As mentioned above, consider a smaller, lighter vechicle ... look for something that has room, 4-5 seats, but is much smaller. I think someone on here just found a Kia Rio (or the like) for under a grand and that can carry most everything you need. If you need more carry space, consider a tow-hitch and a small lightweight aluminum trailer.

For a controller ... you will want a high amp model if you plan to carry a lot around. The three I can think of are the Raptor 1200, Soliton1 and the Zilla (various models)

All three have advantages and disadvantages. Search the forums to read opinons (I can't give any as it haven't used any of them).

The higher your voltage the less amps you will pull ... Netgain is going to release a high voltage 11" motor soon (search EV Componets and contact them). It would be the best option in DC I can think of (and should be able to handle the colorado hills).

Go with Lithium batteries as they are the best option at the moment.

Hope this helps point you in the right direction.


----------



## Crash_AF (Sep 18, 2009)

280z1975 said:


> As mentioned above, consider a smaller, lighter vechicle ... look for something that has room, 4-5 seats, but is much smaller.
> 
> <snip>
> 
> ...


Well, we have 7 kids so a smaller vehicle is not an option. As it stands, to have a minivan, we have to add an extra seat belt to the rear bench to legally seat everyone. The only fully legal option is a full size van, but those tip the scales at 7k lbs and wouldn't suit themselves well to an EV conversion right now. We currently have a Ford Club Wagon 12 Passenger van for primary use, but with a 351V8 it gets horrible mileage.

Thanks for the pointers, I'm still combing through the forums to get an idea of what I'm in for. The LiFE batteries seem to be a huge expense initially, but offer a better longevity and weight savings.

The Powerglide can be converted to a manual setup without a torque convertor, thereby saving most of the inherent losses in the automatic design and they can be built to handle some extreme torque thanks to the drag racing crowd. Basically what you end up with is a clutchless gearbox with two gears, a reverse gear, and a park lock. Sounds like the perfect EV solution ever since most people only use one gear for city driving and one for faster.

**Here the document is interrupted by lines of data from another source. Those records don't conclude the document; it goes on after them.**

Issue #599, opened 2024-04-10
Hitlogfile write exception


pi194046:
i am using the below code to test the function generator of garam , when a hit is generated it writes a hitlog file however i am getting the exception

     93                         _config.transient.hitlogfile.write(
     94                             json.dumps(

ValueError: I/O operation on closed file.
when i run the below code in google colab .  My guess is since session is active it causing this issue and is not opening the hitlogfile once its closed 

```
import openai1

import importlib
importlib.reload(garak)

import garak.generators.function

probe="profanity"
model="openai-custom"
report_prefix="runs/garak-{probe}_{model}"
rr=report_prefix.format(probe=probe,model=model)
print("RRR",rr)

cli_command="--model_type function --model_name openai1#greet1 --probes lmrc.Profanity  --report_prefix {report_prefix} --generations 10"
cli_command=cli_command.format(report_prefix=rr)
print("cli command : ",cli_command)
garak.cli.main(cli_command.split())
```

leondz:
Thanks very much for this. Logfile locking is a little sensitive and we'd love to fix this sort of thing. Are you able to share an example notebook that throws this error?

pi194046:
Please find the google colab notebook which simulates the error https://gist.github.com/pi194046/0a1dcb7ab8bf57625d780d3450d52466

I was able to resolve the error for now by editing the file garak/evaluators/base.py by commenting the like `if not _config.transient.hitlogfile:` and always opening . Below is snippet of edited code 


                        #if not _config.transient.hitlogfile:
                        if not _config.reporting.report_prefix:
                                hitlog_filename = f"{_config.reporting.report_dir}/garak.{_config.transient.run_id}.hitlog.jsonl"
                        else:
                                hitlog_filename = (
                                    _config.reporting.report_prefix + ".hitlog.jsonl"
                                )
                        logging.info("hit log in %s", hitlog_filename)
                        _config.transient.hitlogfile = open(
                                hitlog_filename,
                                "w",
                                buffering=1,
                                encoding="utf-8",
                            )

leondz:
super helpful, thank you for the notebook & proposal!

leondz:
Strong chance this is related to #646 - this is a really valuable report

Issue #473, opened 2024-02-12
test order affects test success/speed. it shouldn't


leondz:
PR #472 is a hack.

pytest-8.0.0 changed the ordering of tests, and this exposed a stateful? dependency that led to tests hanging/taking incredibly long.

py 3.11.5
    pytest 7.4.2
        python3 -m pytest tests/test_cli.py     OK
        python3 -m pytest tests/                OK
    pytest 8.0.0
        python3 -m pytest tests/test_cli.py     OK
        python3 -m pytest tests/                vv slow

> OK. The order in 8.0.0 is:
```
tests/detectors/test_detectors_packagehallucination.py .....                                                                                          [  0%]
tests/generators/test_huggingface.py ...                                                                                                              [  1%]
tests/probes/test_probe_format.py ................................................................................................................... [ 16%]
...............................................................                                                                                       [ 25%]
tests/probes/test_probe_tags.py .........................................................................................                             [ 37%]
tests/probes/test_probes_encoding.py ...                                                                                                              [ 37%]
tests/probes/test_probes_packagehallucination.py .                                                                                                    [ 38%]
tests/test_analyze.py ..                                                                                                                              [ 38%]
tests/test_attempt.py .                                                                                                                               [ 38%]
tests/test_cli.py ....
```

> The order in 7.4.2 is:
```
tests/test_analyze.py ..                                                                                                                              [  0%]
tests/test_attempt.py .                                                                                                                               [  0%]
tests/test_cli.py ......                                                                                                                              [  1%]
tests/test_config.py ........................................                                                                                         [  6%]
tests/test_docs.py .................................................................................................................................. [ 24%]
..............................................................................................................                                        [ 39%]
tests/test_plugin_load.py ........................................................................................................................... [ 56%]
..........................................                                                                                                            [ 61%]
tests/test_reqs.py .                                                                                                                                  [ 61%]
tests/detectors/test_detectors_packagehallucination.py .....                                                                                          [ 62%]
tests/generators/test_huggingface.py ...                                                                                                              [ 63%]
tests/probes/test_probe_format.py ................................................................................................................... [ 78%]
...............................................................                                                                                       [ 87%]
tests/probes/test_probe_tags.py .........................................................................................                             [ 99%]
tests/probes/test_probes_encoding.py ...                                                                                                              [ 99%]
tests/probes/test_probes_packagehallucination.py .                    
```

> extra in 8.0.0 before test_cli are:
```
[...]

PR #637, opened 2024-04-29
generator: NIM

leondz:
Add NIM generator support. This PR only covers NVIDIA-hosted NIMs


leondz:
See https://build.nvidia.com/explore/reasoning for items to try

garak/generators/nim.py
```diff
@@ -0,0 +1,106 @@
...
+            raise ValueError("Please specify a NIM in model name (-n)")
+
+        super().__init__(name, generations=generations)
+
+        self.api_key = os.getenv("NIM_API_KEY", default=None)
+        if self.api_key is None:
+            raise ValueError(
+                'Put the NIM API key in the NIM_API_KEY environment variable (this was empty)\n \
+                e.g.: export NIM_API_KEY="nvapi-xXxXxXxXxXxXxXxXxXxX"'
+            )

If I can get close with a 40 mile range, that would be acceptable for most all trips except things on the far side of town. It would also let me work the bugs out of the system while battery technology improves. I've been watching the EESTOR with interest for the last year and a half... sounds like a 'magic bullet' to me for the EV community. Hopefully it's not just smoke and mirrors that will disappear into vaporware.

Anyhow, please keep the comments coming. I need a little more practical knowledge on the planning stage of an EV as I'm not an EE.

Later,
Joe


----------



## madderscience (Jun 28, 2008)

With 9 people (2 adult, 7 kids) on board and a lot of hills and the need for 50 miles of range, the ONLY batteries that will do the job are lithium. Given the hill situation it is probably also a good idea to consider an AC system, to get you regenerative braking. Regen provides additional safety (keeps you from burning up the brakes) and will buy you more range if you have a lot of descents that you find yourself riding the brakes on. Unfortunatley AC and a big lithium battery is not going to be cheap.

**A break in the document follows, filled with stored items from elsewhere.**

PR #638, opened 2024-04-29
Feature/azure

Sunforger:
This PR adds Azure OpenAI generator support as garak/generators/azure.py.
To use this generator, put your Azure OpenAI API key in
an environment variable called AZUREAI_API_KEY. Put your Azure OpenAI endpoint
in an environment variable called AZURE_ENDPOINT


leondz:
Thanks! Could you sign the DCO? Then we'll review :)

leondz:
OK! Say something if there's anything we can do to help.

leondz:
Hi @Sunforger !

We've added new OpenAI API compatibility which may be useful for things like Azure. There's an example, much simpler class doing this now; see the NIM generator for an example of how to structure it: https://github.com/leondz/garak/blob/main/garak/generators/nim.py

If you're still working on this, please use the new lightweight pattern - it might only be a couple of lines.

jmartin-tech:
Thank you for the submission, closing in favor of #817

PR #644, opened 2024-05-01
support chat modality in attempts

### LINKED ISSUE #109: Support chat modality
As distinct from continuation

Implement generic framework that tracks state

leondz:
new pattern: chat histories are supported and managed entirely in `Attempt`

Expected use
    * an attempt tracks a seed prompt and responses to it
    * there's a 1:1 relationship between attempts and source prompts
    * attempts track all generations
    * this means messages tracks many histories, one per generation
    * for compatibility, setting Attempt.prompt will set just one turn, and this is unpacked later
      when output is set; we don't know the # generations to expect until some output arrives
    * to keep alignment, generators need to return aligned lists of length == #generations

Implementation is by selectively overriding access to `Attempt.prompt` and `Attempt.outputs`. The hope is to retain existing compatibility across garak, while also tracking message histories for plugins that use them.

Managing histories means output tracking, so we need a 1:1 mapping from prompt to output. Because there are typically multiple output generations to one seed prompt, this needs to managed. Two options:

1. `Attempt` tracks many histories, one for each of the number of output generations requested. This requires being aware of / sensitive to the number of generations.
2. Many `Attempts`, one per generation

Because 2. breaks the underlying data model, we prefer 1. This does mean being aware of the number of outputs, so a few consistency checks are built in to `attempt`, as well as silently upgrading from one to multiple histories once we know the number of outputs. Tests are included.

Patterns/expectations for Attempt **getting**:
    `.prompt` - returns the first user prompt
    `.outputs` - returns the most recent model outputs
    `.latest_prompts` - returns a list of the latest user prompts
    `.all_outputs` - returns all model outputs from all dialogue turns

Patterns/expectations for Attempt **setting**:
    `.prompt` - sets the first prompt, or fails if this has already been done
    `.outputs` - sets a new layer of model responses. silently handles expansion of prompt to multiple histories
    `.latest_prompts` - adds a new set of user prompts

pending work: `atkgen` has a roll-your-own chat model, which is not compatible

resolves #109


leondz:
todo: -- refactor getters for `.latest_prompts` and `.outputs`

leondz:
todo: 
* [ ] check the integration with buffs, and write a test or two

garak/attempt.py
```diff
@@ -42,38 +68,24 @@ def __init__(
...
         probe_params=None,
         targets=None,
-        outputs=None,
         notes=None,
         detector_results=None,
         goal=None,
         seq=-1,
     ) -> None:
         self.uuid = uuid.uuid4()
+        self.messages = []
```
erickgalinkin, line 77: Are we happy with a list of dicts? Does it make sense to implement an abstract base class for this?

erickgalinkin: That way we can enforce roles, ordering, etc.

garak/detectors/promptinject.py
```diff
@@ -19,16 +19,17 @@ class AttackRogueString(Detector):
...
-            for output in attempt.outputs:
-                if not case_sensitive:
-                    trigger, output = trigger.lower(), output.lower()
-                if trigger in output:
-                    results.append(1.0)
-                else:
-                    results.append(0.0)
-        except:
-            pass
+        print(attempt.as_dict())
```
erickgalinkin, line 22: PRINT STATEMENT

/me cries in @jmartin-tech

garak/probes/base.py
```diff
@@ -136,6 +135,8 @@ def _mint_attempt(self, prompt, seq=None) -> garak.attempt.Attempt:
         new_attempt.status = garak.attempt.ATTEMPT_STARTED
         new_attempt.goal = self.goal
         new_attempt.seq = seq
+        if prompt is not None:
+            new_attempt.prompt = prompt
```
erickgalinkin, line 139: What will the value of `new_attempt.prompt` be if prompt is None? Won't it also be None? I'm not sure this change is doing anything. Should we raise something here instead?

garak/detectors/promptinject.py
leondz: Thank you!

I'm Torvalds-aligned on debuggers. Saved me time once since the eighties. Borland TP7 had an OK toolkit I guess but even then, stdout wins. Less tool more work. Back in my day <grumbles in genx>

garak/probes/base.py
jmartin-tech: `None` is the default value for `Attempt()`, would it be clearer to refactor this whole method to something like:
``` Python
    def _mint_attempt(self, prompt=None, seq=None) -> garak.attempt.Attempt:
        new_attempt = garak.attempt.Attempt(
            "prompt" = prompt,
            "probe_classname" = (
                str(self.__class__.__module__).replace("garak.probes.", "")
                + "."
                + self.__class__.__name__
            ),
            "status" = garak.attempt.ATTEMPT_STARTED,
            "goal" = self.goal
            "seq" = seq
        )
        new_attempt = self._attempt_prestore_hook(new_attempt, seq)
        return new_attempt
```

leondz: `None` prompts are now not valid. Setting `prompt` triggers building a conversation data structure behind the scenes. Doing `attempt.prompt = None` translates to building a single-turn invalid dialogue `[{"role":"user", "content":None}]`, which I don't think we want to allow; blank prompts are represented with empty string `""`. I've made this constraint clearer in `garak.attempt.Attempt` which now raises `TypeError` if one tries to set `attempt.prompt` to `None`.

It should however be possible to construct an `Attempt` without specifying a value for `prompt`, which is the represented in the change in order of operations & the `is None` check seen here. In that case, one can defer setting `attempt.prompt` and just instantiate an `Attempt` without a prompt. This is used where we want an `attempt` object, e.g. for its `uuid`, _before_ the initial prompt text is known.

The requirement to be able to mint an attempt without knowing the prompt led to the logic here: `_mint_attempt` should only set a prompt, and thus invoke the behind-the-scenes orchestration, if a prompt is actually given.

We can refactor `_mint_attempt()` to use the constructor, yeah, will do.

leondz: Oh right, that's now possible. OK!

PR #651, opened 2024-05-02
Add JSON Path support for RestGenerator

leondz:
> currently, when services return json, folk can only specify a top-level dict key from where to get the response
>
> proposal: move to a JSONPath in the response_json_field variable


garak/generators/rest.py
```diff
@@ -256,18 +276,32 @@ def _call_model(self, prompt: str, generations_this_call: int = 1):
...
-                str(e),
-                resp.content,
-            )
-            return None
+            return str(resp.text)
+
+        response_object = json.loads(resp.content)
+
+        # if response_json_field starts with a $, treat is as a JSONPath
+        if self.response_json_field[0] != "$":
```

What kind of gas mileage does your van get when fully loaded, in the usage scenario you want? Most of us are used to small cars and light loads. At least with lead acid and a small car, the range you can get will be somewhere around what you could do on 1 to 2 gallons of gas before the car was converted.


----------



## dragster (Sep 3, 2008)

Hi
The van is an excellent vehicle to convert but with AC not DC ---DC is less money but you get what you pay for. The hills are not a problem with the AC system and 50 miles is very doable but you will have to have Lithium battery's. The transmission in the ven is ok no need to change it.
We have a company that will lock out the converter for you. Our explorer weight in at 4400lb with the ice engine it now weights 5300lb with lead batteries soon to be change to Lithium. Top speed is 75 MPH
www.htcracing.com


----------



## Crash_AF (Sep 18, 2009)

I'm not opposed to doing AC except the price is a little prohibitive in the short term. Also, which size motor would I need for the van? I threw down some google-fu and came up with a weight of 4300 for the AWD model and 3800 for the 2wd model in 1996, putting it right in line with your Explorer. I noticed that you have a kit for the Explorer. Which motor size does it include?

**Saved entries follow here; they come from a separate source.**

PR #653, opened 2024-05-03
Bugfix/visual jailbreak pause

leondz:
Modality matching & selection isn't implemented in harnesses yet, so this plugin is disabled by default to avoid surprising UX when "all" is selected as a target. Also add docs

### DIFF
--- a/docs/source/detectors.rst
+++ b/docs/source/detectors.rst
@@ -26,3 +26,4 @@ garak.detectors
    garak.detectors.specialwords
    garak.detectors.toxicity
    garak.detectors.xss
+   garak.detectors.visual_jailbreak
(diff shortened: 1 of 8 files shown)


leondz:
@jmartin-tech have you any idea what's causing this possible false negative test failure? the test only fails on the `pull_request_target` trigger and not the `push` trigger, and I can't replicate it locally. i've left the branch intact just in case.

jmartin-tech:
The failures stopped when this PR merged, because `pull_request_target` runs in the [context of the parent repository](https://runs-on.com/github-actions/pull-request-vs-pull-request-target/) and the `main` branch which did not have the files required causing the failure.  The trigger on `pull_request_target` should only apply to `CLAAssistant` so actions will need to be watched for a bit to determine why `pull_request_target` is executing the `Garak pytest` actions.

Issue #646, opened 2024-05-01
_config object contains `state` suitable of multiprocessing


jmartin-tech:
# Overview
Many `garak._config` namespace variables such as `transient, run, reporting` are currently populated at state during execution. The management of these values between testing runs for a long running service does not lend to a singleton as then only one of each can exist at a time in the python interpreter. Further since this data is populated into a namespace variable reload of the namespace will not maintain these values.

The behavior of the `multiprocessing` package is more akin to launching another new python process that uses only the files directly connected to the source objects passed.

#645 addresses an instance that exposed this concern.

### Current state example
In the case of the `probe` class and its associated class hierarchy being called the only argument is defined in the same class and state of config is not passed.

### Desired state
Any stateful `_config` likely needs to either be passed or consistently reloaded in new processes. Investigation and understanding of use cases needs occur to consolidate on patterns either in code standards or library framework supporting task execution with all required context.

leondz:
How should we triage/roadmap this fella?

jmartin-tech:
There is some ideation about possibly injecting a shared memory location to sync config across process and thread boundaries, maybe set a goal to introduce this in this quarter.

The idea proposed is for module level code in `_config` to search for an existing shared memory object that would be created in the parent runtime when `_config` is locked to start a run.

PR #665, opened 2024-05-08
handle extant but closed `hitlogfile` file

### LINKED ISSUE #599: Hitlogfile write exception

leondz:
evalutors/base is now more defensive and can recover from closed hitlogfiles

cf. https://github.com/leondz/garak/pull/637#pullrequestreview-2044150946 - testing now passes with a `NIM_API_KEY` set 

resolves #599 

NB: This PR leaves unresolved the underlying misbehaviour that leads to `_config.transient.hitlogfile` closing before the scan completes. That behaviour is potentially a side-effect of insufficient state management of `_config`, tracked in #646. We might consider undoing this PR when #646 is resolved, or blocking it in order to testing #646. Adding an assert to monitor `hitlogfile` state may be sufficient when completing #646.

All that said: pending the larger change to `_config` state, this PR should enable hitlog file writing to at least recover from inconsistent state.

### DIFF
--- a/garak/evaluators/base.py
+++ b/garak/evaluators/base.py
@@ -62,7 +62,13 @@ class Evaluator:
                 all_outputs += attempt.outputs
                 for idx, score in enumerate(attempt.detector_results[detector]):
                     if not self.test(score):  # if we don't pass
-                        if not _config.transient.hitlogfile:
+                        if (
+                            _config.transient.hitlogfile is None
+                            or _config.transient.hitlogfile.closed
+                        ):
+                            hitlog_mode = (
+                                "w" if _config.transient.hitlogfile is None else "a"
+                            )
                             if not _config.reporting.report_prefix:
                                 hitlog_filename = f"{_config.reporting.report_dir}/garak.{_config.transient.run_id}.hitlog.jsonl"
                             else:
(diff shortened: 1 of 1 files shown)


jmartin-tech (approved):
This gets the job done.  I agree this will likely be reverted or adjusted by #646.

@leondz do we need a `Sign-off` in the commit message or can we land this as is since there is a DCO signature already?

leondz:
DCO signature in place should be enough.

On the transmission, why would you use the torque converter at all? I would think that you could have a coupler made that will replace the TC entirely since the motor doesn't turn while idling and makes enough off idle torque that it wouldn't be needed. 

On the Lithium packs, I would definitely like to go with Lithium, but the cost might be prohibitive, especially with the initial outlay for an AC system. Are there any specific recommendations on what to look for when assembling a pack?

Finally, one advantage to the Astro van is after 1995 the Astro/Safari went to hydroboost brakes, eliminating the requirement for Vacuum. A small pump for HVAC controls would be all that would be required so long as the P/S pump was being driven.

Thanks for the help.

Later,
Joe


----------



## dragster (Sep 3, 2008)

Hi
The Motor would be the same as we have in the Explorer 80HP 280 foot pounds of torque from 0 to 2000 RPM. The gas engine had 260 FP of torque at 4500RPM. You need a transmission and the automatic is as good as the standard. Our Explorer shift at 0-25 in first gear 26-38 second gear 39-45 thread gear 46-70 Fourth gear. Remember An AC 336 High voltage system is just like the gas system. As for the converter it would be locked out we can set it up to shift with out it. That is what we do.


----------



## Tesseract (Sep 27, 2008)

dragster said:


> Hi
> The van is an excellent vehicle to convert but with AC not DC ---*DC is less money but you get what you pay for.*...


Is that so... are you implying that all DC systems are cheap crap? I might have to take that personally...

VVVVVVVV


----------



## dragster (Sep 3, 2008)

The DC system was developed for folk lift trucks and golf carts and they work just fine for that and light weight cars. The AC system we use was developed for heavy vehicles pick up trucks and SUV's both have there place. The person whom stared this thread is looking for a system to drive a heavy vehicle. Sorry I did not mean to up set you.


----------



## Tesseract (Sep 27, 2008)

dragster said:


> The DC system was developed for folk lift trucks and golf carts and they work just fine for that and light weight cars.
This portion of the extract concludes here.